-- Provided records follows --
PR #36327, opened 2020-05-10
geom_to_wkb - update description

havatv:
## Description

Improve the description, as done in the documentation.

### DIFF
--- a/resources/function_help/json/geom_to_wkb
+++ b/resources/function_help/json/geom_to_wkb
@@ -1,7 +1,7 @@
 {
   "name": "geom_to_wkb",
   "type": "function",
-  "description": "Returns the Well-Known Binary (WKB) representation of a geometry as a binary value (BLOB)",
+  "description": "Returns the Well-Known Binary (WKB) representation of a geometry (a binary value)",
   "arguments": [ {"arg":"geometry","description":"a geometry"}],
   "examples": [ { "expression":"geom_to_wkb( $geometry )", "returns":"binary blob containing a geometry object"}
   ]
--- a/resources/function_help/json/geom_to_wkb
+++ b/resources/function_help/json/geom_to_wkb
@@ -1,7 +1,7 @@
 {
   "name": "geom_to_wkb",
   "type": "function",
-  "description": "Returns the Well-Known Binary (WKB) representation of a geometry (a binary value)",
+  "description": "Returns the Well-Known Binary (WKB) representation of a geometry (as a binary value)",
   "arguments": [ {"arg":"geometry","description":"a geometry"}],
   "examples": [ { "expression":"geom_to_wkb( $geometry )", "returns":"binary blob containing a geometry object"}
   ]
--- a/resources/function_help/json/geom_to_wkb
+++ b/resources/function_help/json/geom_to_wkb
@@ -1,7 +1,7 @@
 {
   "name": "geom_to_wkb",
   "type": "function",
-  "description": "Returns the Well-Known Binary (WKB) representation (a BLOB) of a geometry.",
+  "description": "Returns the Well-Known Binary (WKB) representation of a geometry as a binary value (BLOB)",
   "arguments": [ {"arg":"geometry","description":"a geometry"}],
   "examples": [ { "expression":"geom_to_wkb( $geometry )", "returns":"binary blob containing a geometry object"}
   ]
--- a/resources/function_help/json/geom_to_wkb
+++ b/resources/function_help/json/geom_to_wkb
@@ -1,7 +1,7 @@
 {
   "name": "geom_to_wkb",
   "type": "function",
-  "description": "Returns the Well-Known Binary (WKB) representation of a geometry as a binary blob.",
+  "description": "Returns the Well-Known Binary (WKB) representation (a BLOB) of a geometry.",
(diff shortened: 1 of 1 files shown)


nyalldawson:
I'm -0, the original version sounds better worded to me

havatv:
> I'm -0, the original version sounds better worded to me

We must at least avoid "binary blob" (BLOB stands for Binary Large OBject -> "binary binary large object"). That was our main reason for changing.

nyalldawson:
What about "... as a binary value (BLOB)"?

resources/function_help/json/geom_to_wkb
```diff
@@ -1,7 +1,7 @@
 {
   "name": "geom_to_wkb",
   "type": "function",
-  "description": "Returns the Well-Known Binary (WKB) representation of a geometry as a binary blob.",
+  "description": "Returns the Well-Known Binary (WKB) representation (a BLOB) of a geometry.",
```
havatv, line 4:
```suggestion
  "description": "Returns the Well-Known Binary (WKB) representation of a geometry as a binary value (BLOB)",
```

havatv:
> What about "... as a binary value (BLOB)"?

I still think it is obvious that a well known ***binary*** representation is returned as a ***binary*** value, but this is a significant improvement.

m-kuhn:
Can we drop the "blob" from it?
To me this sounds like database speak ([wikipedia seems to back this up](https://en.wikipedia.org/wiki/Blob)) and adds nothing of value in this context.

resources/function_help/json/geom_to_wkb
```diff
@@ -1,7 +1,7 @@
 {
   "name": "geom_to_wkb",
   "type": "function",
-  "description": "Returns the Well-Known Binary (WKB) representation of a geometry as a binary blob.",
+  "description": "Returns the Well-Known Binary (WKB) representation of a geometry as a binary value (BLOB)",
```
havatv, line 4:
```suggestion
  "description": "Returns the Well-Known Binary (WKB) representation of a geometry (a binary value)",
```

havatv:
> Can we drop the "blob" from it?
> To me this sounds like database speak ([wikipedia seems to back this up](https://en.wikipedia.org/wiki/Blob)) and adds nothing of value in this context.

I have tried to simplify. Still keeping the word "binary" in the explanation, but now in parenthesis.

resources/function_help/json/geom_to_wkb
```diff
@@ -1,7 +1,7 @@
 {
   "name": "geom_to_wkb",
   "type": "function",
-  "description": "Returns the Well-Known Binary (WKB) representation of a geometry as a binary blob.",
+  "description": "Returns the Well-Known Binary (WKB) representation of a geometry (a binary value)",
```
m-kuhn, line 4:
```suggestion
  "description": "Returns the Well-Known Binary (WKB) representation of a geometry as a binary value",
```

I would do it this way.
I think it's an important detail (not in parenthesis), it clarifies that it's in binary format (and not as a string, as e.g. pgadmin shows it in the web interface).

havatv: But is it not evident that a Well-Known Binary representation is a binary value? Are we not insulting the readers by repeating it?

m-kuhn: I get where you are coming from.
What it can tell you is that QGIS passes it around as a binary value internally (and not hexified or base64 or whatever encoded string as e.g. pgadmin does when displaying it).

havatv, line 4:
```suggestion
  "description": "Returns the Well-Known Binary (WKB) representation of a geometry (as a binary value)",
```

havatv: If we place it within parentheses we should avoid insulting the knowledgeable reader. ;-)
I have updated - including the word "as".

m-kuhn: I'm -0 on the parenthesis, IMHO they actually *do* suggest that it's repeated information (and hence are insulting the reader).
My take on this is, the first part (WKB) refers to *content*, the second part (binary value) refers to the *data format* internally used in qgis and the expression engine.
Compare to `3` vs. `'3'` vs. `3.0 -> the *content* is the same, but the *data format* is different.
If this is stating the obvious and repeating information, we should rather drop it completely.

havatv: > If this is stating the obvious and repeating information, we should rather drop it completely.

Dropping it entirely is fine.
If the representation had been something else than binary, I agree that it would be useful to specify the representation, but when it is binary - as one would expect, it should not be necessary to mention it.

resources/function_help/json/geom_to_wkb
```diff
@@ -1,7 +1,7 @@
 {
   "name": "geom_to_wkb",
   "type": "function",
-  "description": "Returns the Well-Known Binary (WKB) representation of a geometry as a binary blob.",
+  "description": "Returns the Well-Known Binary (WKB) representation of a geometry (as a binary value)",
```
havatv, line 4:
```suggestion
  "description": "Returns the Well-Known Binary (WKB) representation of a geometry",
```

havatv:
Thanks, @nyalldawson.

PR #36328, opened 2020-05-10
Support TMS convention with vector tiles ({-y} instead of {y})

wonder-sk:
XYZ convention has zero Y at the top and increasing downwards, but various map servers use TMS convention which has zero Y at the bottom and rising upwards (within tile matrix)


timlinux:
Thanks for this! I will give it a try....

PR #36331, opened 2020-05-11
Fix (?) some more expression functions which are sensitive to time zones

nyalldawson:
Because we don't expose timezone information anywhere in QGIS, we
have to get all datetime values treated as coming from the same
time zone.

This is going to be a rabbit hole... eventually we'll need to
fully support time zone handling in field values

Refs https://github.com/qgis/QGIS/pull/36243#issuecomment-626329313


nyalldawson:
A deeper rethought is needed. I think we'll have no alternative but exposing time zones to users. 😱

PR #36336, opened 2020-05-11
[vector layer] Fix minimumValue/maximumValue for joined and virtual fields

nirvn:
## Description

On top of this PR Doing The Right Thing (TM), it fixes use of virtual fields for temporal matters.


nyalldawson (commented):
Nice fix! And happy to hear this fixes temporal layers with virtual fields, that's a good use case to support

nyalldawson (approved):

PR #36351, opened 2020-05-11
Fix QgsGeometry nearestPoint and minimalEnclosingCircle when the geometry is empty

### LINKED ISSUE #36142: QGIS crashes with QgsGeometry method on empty collection
**Describe the bug**
QGIS crashes when calling `QgsGeometry::nearestPoint()` on an empty collection `QgsGeometry`

**How to Reproduce**
On a python console run the following:
```
g=QgsGeometry.fromWkt('GeometryCollection EMPTY')
g.nearestPoint(QgsGeometry.fromWkt('Point (42  0)'))
```

**QGIS and OS versions**
81911c1afc on Debian testing (geos 3.8.1) , 3.10.2 on windows (geos 3.8.0)

**Additional context**
the empty geometry collection also gives the following strange result:
*Nanananananananan, Batman!*
```
>>> QgsGeometry.fromWkt('GeometryCollection EMPTY').minimalEnclosingCircle()

(<QgsGeometry: Polygon ((nan nan, nan nan, nan nan, nan nan, nan nan, nan nan, nan nan, nan nan, nan nan, nan nan, nan nan, nan nan, nan nan, nan nan, nan nan, nan nan, nan nan, nan nan, nan nan, nan nan, nan nan, nan nan, nan nan, nan nan, nan nan, nan nan, nan nan, nan nan, nan nan, nan nan, nan nan, nan nan, nan nan, nan nan, nan nan, nan nan, nan nan))>, <QgsPointXY: POINT EMPTY>, 0.0)
```

obrix:
* In QgsGeometry nearestPoint method : exit early if the geometry is empty to avoid creating an invalid GEOSNearestPoints_r.

* In QgsGeometry minimalEnclosingCircle method : return a default QgsGeometry instead of a default 36 segments polygon with NaN value if the geometry is empty.

fix #36142

### DIFF
--- a/src/core/geometry/qgsgeometry.cpp
+++ b/src/core/geometry/qgsgeometry.cpp
@@ -606,6 +606,10 @@ double QgsGeometry::sqrDistToVertexAt( QgsPointXY &point, int atVertex ) const
 
 QgsGeometry QgsGeometry::nearestPoint( const QgsGeometry &other ) const
 {
+  if ( isEmpty() )
+  {
+    return QgsGeometry();
+  }
   QgsGeos geos( d->geometry.get() );
   mLastError.clear();
   QgsGeometry result = geos.closestPoint( other );
@@ -1072,7 +1076,7 @@ QgsGeometry QgsGeometry::minimalEnclosingCircle( QgsPointXY &center, double &rad
   center = QgsPointXY();
   radius = 0;
 
-  if ( !d->geometry )
+  if ( isEmpty() )
   {
     return QgsGeometry();
   }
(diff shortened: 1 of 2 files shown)


src/core/geometry/qgsgeometry.cpp
```diff
@@ -606,6 +606,10 @@ double QgsGeometry::sqrDistToVertexAt( QgsPointXY &point, int atVertex ) const
 
 QgsGeometry QgsGeometry::nearestPoint( const QgsGeometry &other ) const
 {
+  if ( isEmpty() )
```
uclaros, line 609: Wouldn't it be better if this was handled in `QgsGeos::closestPoint` instead?

obrix: Yes I agree. Done.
-- Provided records concluded --
Required action: Copy the lines of the entries above that mention "wiki".

Reply:
To me this sounds like database speak ([wikipedia seems to back this up](https://en.wikipedia.org/wiki/Blob)) and adds nothing of value in this context.
> To me this sounds like database speak ([wikipedia seems to back this up](https://en.wikipedia.org/wiki/Blob)) and adds nothing of value in this context.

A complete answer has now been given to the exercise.